6. Lacks information sufficient to admit or deny.

 Plaintiff's Rule 12(m) Statement of Facts. This response is not only procedurally improper, but it has the effect of admitting the facts asserted in Kopsky's statement which were not properly challenged. Local Rule 12(n) (formerly Rule 12(m)) states, in relevant part, that the response to a movant's 12(m) statement of facts:


shall contain (1) a response to each numbered paragraph in the moving party's statement, including, in the case of disagreement, specific references to the affidavits, parts of the record, and other supporting materials relied upon, and (2) a statement . . . of any additional facts which require the denial of summary judgment, including references to the affidavits, parts of the record, and other supporting materials relied upon. All material facts set forth in the statement required of the moving party will be deemed to be admitted unless controverted by the statement of the opposing party.

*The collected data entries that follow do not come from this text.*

PR #671, opened 2022-03-25
Clean principals based on account

coderbydesign:
Currently in the cleaner we don't filter the BoP call by account, which means if
a principal changes accounts for instance, we'll find the record(s) and not clean
them. This ensures that the calls to the BoP are filtering by account.

Note that this will need to change with https://issues.redhat.com/browse/RHCLOUD-18474


astrozzc (approved):
LGTM!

 Local Rule 12 (m). Plaintiff's bald denial of paragraph 5 of Kopsky's statement of facts (which Kopsky adequately supported by "affidavit"), devoid of any specific factual allegations and any specific references to the record, fails to comply with Local Rule 12(n) and constitutes an admission to Kopsky's statement. See Bell, Boyd & Lloyd v. Tapy, 896 F.2d 1101, 1103 (7th Cir. 1990). *fn4" Local Rule 12 requires specificity and documentation for all assertions made in statements of fact filed pursuant to it. Id. The rigor of this rule is intended to facilitate summary judgment rulings by isolating and disposing of factually unsupported claims and defenses. Accordingly, the non-moving party is required to support its position with evidence -- as opposed to mere allegations -- establishing a genuine issue for trial. Bald denials or assertions of insufficient knowledge to admit or deny, though appropriate in the initial pleading stage, are wholly inadequate responses to a Rule 12(m) statement of facts.

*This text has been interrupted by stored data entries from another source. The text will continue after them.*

PR #672, opened 2022-03-25
Admin default edit

mjholder:
## Link(s) to Jira
- https://issues.redhat.com/browse/RHCLOUD-16786

This is to prevent changes to admin_default groups in roles via api commands.

## Local Testing
Passed unit testing, with new unit tests for this feature.

## Checklist
- [X] are theses changes covered by unit tests?

- [ ] Input Validation
- [ ] Output Encoding
- [ ] Session Management
- [ ] Access Control
- [ ] Cryptographic Practices
- [ ] Data Protection
- [ ] Communication Security
- [ ] System Configuration
- [ ] Database Security
- [ ] File Management
- [ ] Memory Management
- [X] General Coding Practices

### DIFF
--- a/rbac/management/group/view.py
+++ b/rbac/management/group/view.py
@@ -147,11 +147,16 @@ class GroupViewSet(
         return GroupSerializer
 
     def protect_default_groups(self, action):
-        """Deny modifications on platform_default groups."""
+        """Deny modifications on platform_default and admin_default groups."""
         group = self.get_object()
         if group.platform_default:
             key = "group"
             message = "{} cannot be performed on platform default groups.".format(action.upper())
+            error = {key: [_(message)]}
+            raise serializers.ValidationError(error)
+        if group.admin_default:
+            key = "group"
+            message = "{} cannot be performed on admin default groups.".format(action.upper())
             error = {key: [_(message)]}
             raise serializers.ValidationError(error)
 
--- a/rbac/management/group/view.py
+++ b/rbac/management/group/view.py
@@ -149,14 +149,9 @@ class GroupViewSet(
     def protect_default_groups(self, action):
         """Deny modifications on platform_default and admin_default groups."""
         group = self.get_object()
-        if group.platform_default:
+        if group.platform_default or group.admin_default:
             key = "group"
-            message = "{} cannot be performed on platform default groups.".format(action.upper())
-            error = {key: [_(message)]}
-            raise serializers.ValidationError(error)
-        if group.admin_default:
-            key = "group"
-            message = "{} cannot be performed on admin default groups.".format(action.upper())
+            message = "{} cannot be performed on default groups.".format(action.upper())
             error = {key: [_(message)]}
             raise serializers.ValidationError(error)
 
@@ -433,6 +428,7 @@ class GroupViewSet(
         group = self.get_object()
         account = self.request.user.account
         if request.method == "POST":
+            self.protect_default_groups("add principals")
             if not request.user.admin:
                 for role in group.roles_with_access():
                     for access in role.access.all():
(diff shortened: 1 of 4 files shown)


rbac/management/group/view.py
```diff
@@ -147,13 +147,18 @@ def get_serializer_class(self):
...
     def protect_default_groups(self, action):
-        """Deny modifications on platform_default groups."""
+        """Deny modifications on platform_default and admin_default groups."""
         group = self.get_object()
         if group.platform_default:
             key = "group"
             message = "{} cannot be performed on platform default groups.".format(action.upper())
             error = {key: [_(message)]}
             raise serializers.ValidationError(error)
+        if group.admin_default:
```
coderbydesign, line 157: Sort of a nit, but I wonder if we could reuse the check above on 152, and just have it look for platform _or_ admin default, and dynamically set the failure message (or generalize it), to keep it one condition?

rbac/management/role/serializer.py
```diff
@@ -332,6 +332,11 @@ def validate_role_update(instance, validated_data):
         message = "System roles may not be updated."
         error = {key: [_(message)]}
         raise serializers.ValidationError(error)
+    if instance.admin_default:
```
coderbydesign, line 335: All `admin_default` roles should be `system` roles by default [via seeding](https://github.com/RedHatInsights/insights-rbac/blob/master/rbac/management/role/definer.py#L39), correct? We may not even need this check.

rbac/management/group/view.py
```diff
@@ -147,13 +147,18 @@ def get_serializer_class(self):
         return GroupSerializer
 
     def protect_default_groups(self, action):
```
coderbydesign, line 149: Will this protect against principals being added to the group as well?

wcmitchell (approved):
Looks good here. Keith's notes are reasonable, and worth doing I think, but functionality looks good!

rbac/management/group/view.py
mjholder: No it doesn't. Should it?

coderbydesign: Yeah, that's called out in the acceptance criteria:

> As any API user, I should not be able to modify any "admin_default" groups, and should receive a validation error (not updating the group or adding/removing principals).

Of note: we _should_ have this in place for the `platform_default` group as well with regard to disallowing principal association, since these two groups have implicit access only, but we don't currently do that. Might be worth logging something to also have this check on `platform_default`.

rbac/management/role/serializer.py
mjholder: I see where you are coming from. I guess I tend to lean towards explicitly checking for conditions, but if you think it would be redundant I can remove that check. Is there any likely hood of there being an `admin_default=true` but `system=false` role being created? Since these admin_default groups would be coming from the RBAC config repo, we would expect it to be `system=true`, is that the idea of why we don't need the check?

rbac/management/group/view.py
coderbydesign: Sounds perfect!

rbac/management/group/view.py
mjholder: Ok I generalized the message to say the action 'cannot be performed on default groups'.

rbac/management/role/serializer.py
coderbydesign: Right, you can't supply the `admin_default` value (default false) or the `system` value (default false) via the API, so custom roles will never be `system=false` with `admin_default=true`. The only case this would happen is in the case where the business wants us to change to allow for "Custom Default Admin Access", similar to `platform_default`, in which case we'd flip the `system` flag to false when we update the group. But in that case, we'd still want the check as is, since you _should_ be able to update the group if it's no longer a `system` group. You make a good point about being explicit, though. In this case though it's really any `system` object which we want to protect.

mjholder: Ok that's a lot of good information and really clears it up for me. Thanks!

coderbydesign (approved):
Works great locally!

astrozzc (approved):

 In finding that plaintiff has not properly opposed Kopsky's 12(m) statement of facts, the court is not relying merely on the technical requirements of Rule 12. The court notes that plaintiff has provided the court with no evidence whatsoever to contest Kopsky's statement, either in his response to the motion for summary judgment, or anywhere else in the record. The only document submitted by plaintiff which purports to support his position is a memorandum dated "24 March, 1988" from "Inv P. Schlesinger #89" to "Administrators, Office of Professional Standards." Exhibit B to Plaintiff's Objections. This memorandum states, in relevant part: "At approximately 1325 hours, Mr. Davis viewed photographs of the officers assigned to the 011 district at his attorneys request. . . . Mr. Davis also identified Officer Edward Kopsky, page 7, line 3, row 5, as the officer who had struck him with a billyclub."

 This memorandum, standing alone, constitutes inadmissable hearsay which may not be considered in opposition to a motion for summary judgment. See Fed. R. Civ. P. 56(e) ("Supporting and opposing affidavits shall . . . set forth such facts as would be admissible in evidence. . ."). Notably, plaintiff has not filed any admissible evidence (such as his own affidavit) asserting facts consistent with these hearsay statements. Further, plaintiff has failed even to allege such facts in his second amended complaint. See Second Amended Complaint, para. 13 (quoted in relevant part above). Indeed, plaintiff's response to Kopsky's summary judgment motion, reflects his uncertainty regarding Kopsky's involvement in the incidents giving rise to this litigation. Plaintiff's Response, p. 1 (plaintiff states his desire to depose Kopsky to determine "what role, if any, Kopsky played in the arrest and detention subject of this litigation" [emphasis added]).

 In short, plaintiff believes that Kopsky might have been present at the events in question, but is not certain enough either to allege Kopsky's participation in his pleadings, or to offer a sworn statement to this effect in an affidavit. *fn5" Kopsky, on the other hand, has stated, under penalty of perjury, that he was not present at the incidents at issue, and has provided documentation in support of his statement. Plaintiff's failure to raise a material fact issue compels this court to grant summary judgment in favor of Kopsky.


 For the reasons discussed above, defendant Edward Kopsky's motion for summary judgment is granted.